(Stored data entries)
PR #158, opened 2021-04-20
caRepeater fallback to internal for all targets

mdavidsaver:
Instead of complaining if the `caRepeater` executable can't be found, silently fall back to an in-process repeater thread as is done for embedded targets.

Two preparatory changes are also made.

1. Fix the posix/ `osiSpawnDetachedProcess()` so the `execvp()` failure is actually reported.  Currently `osiSpawnDetachedProcessFail` is only returned if `fork()` fails.
2. Allow optional bypass of the warning printed by `osiSpawnDetachedProcess()` by prefixing the process name with a special character.  (I picked `'!'` to start)

The possibility came up in conversation with @thomascobb.

### DIFF
--- a/modules/libcom/src/osi/os/WIN32/osdProcess.c
+++ b/modules/libcom/src/osi/os/WIN32/osdProcess.c
@@ -50,9 +50,13 @@ LIBCOM_API osiGetUserNameReturn epicsStdCall osiGetUserName (char *pBuf, unsigne
 LIBCOM_API osiSpawnDetachedProcessReturn epicsStdCall osiSpawnDetachedProcess 
     ( const char *pProcessName, const char *pBaseExecutableName )
 {
+    BOOL silent = pProcessName && pProcessName[0]=='!';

[Requirement]
Copy the records above exactly as they appear.

[Response box]
PR #158, opened 2021-04-20
caRepeater fallback to internal for all targets

mdavidsaver:
Instead of complaining if the `caRepeater` executable can't be found, silently fall back to an in-process repeater thread as is done for embedded targets.

Two preparatory changes are also made.

1. Fix the posix/ `osiSpawnDetachedProcess()` so the `execvp()` failure is actually reported.  Currently `osiSpawnDetachedProcessFail` is only returned if `fork()` fails.
2. Allow optional bypass of the warning printed by `osiSpawnDetachedProcess()` by prefixing the process name with a special character.  (I picked `'!'` to start)

The possibility came up in conversation with @thomascobb.

### DIFF
--- a/modules/libcom/src/osi/os/WIN32/osdProcess.c
+++ b/modules/libcom/src/osi/os/WIN32/osdProcess.c
@@ -50,9 +50,13 @@ LIBCOM_API osiGetUserNameReturn epicsStdCall osiGetUserName (char *pBuf, unsigne
 LIBCOM_API osiSpawnDetachedProcessReturn epicsStdCall osiSpawnDetachedProcess 
     ( const char *pProcessName, const char *pBaseExecutableName )
 {
+    BOOL silent = pProcessName && pProcessName[0]=='!';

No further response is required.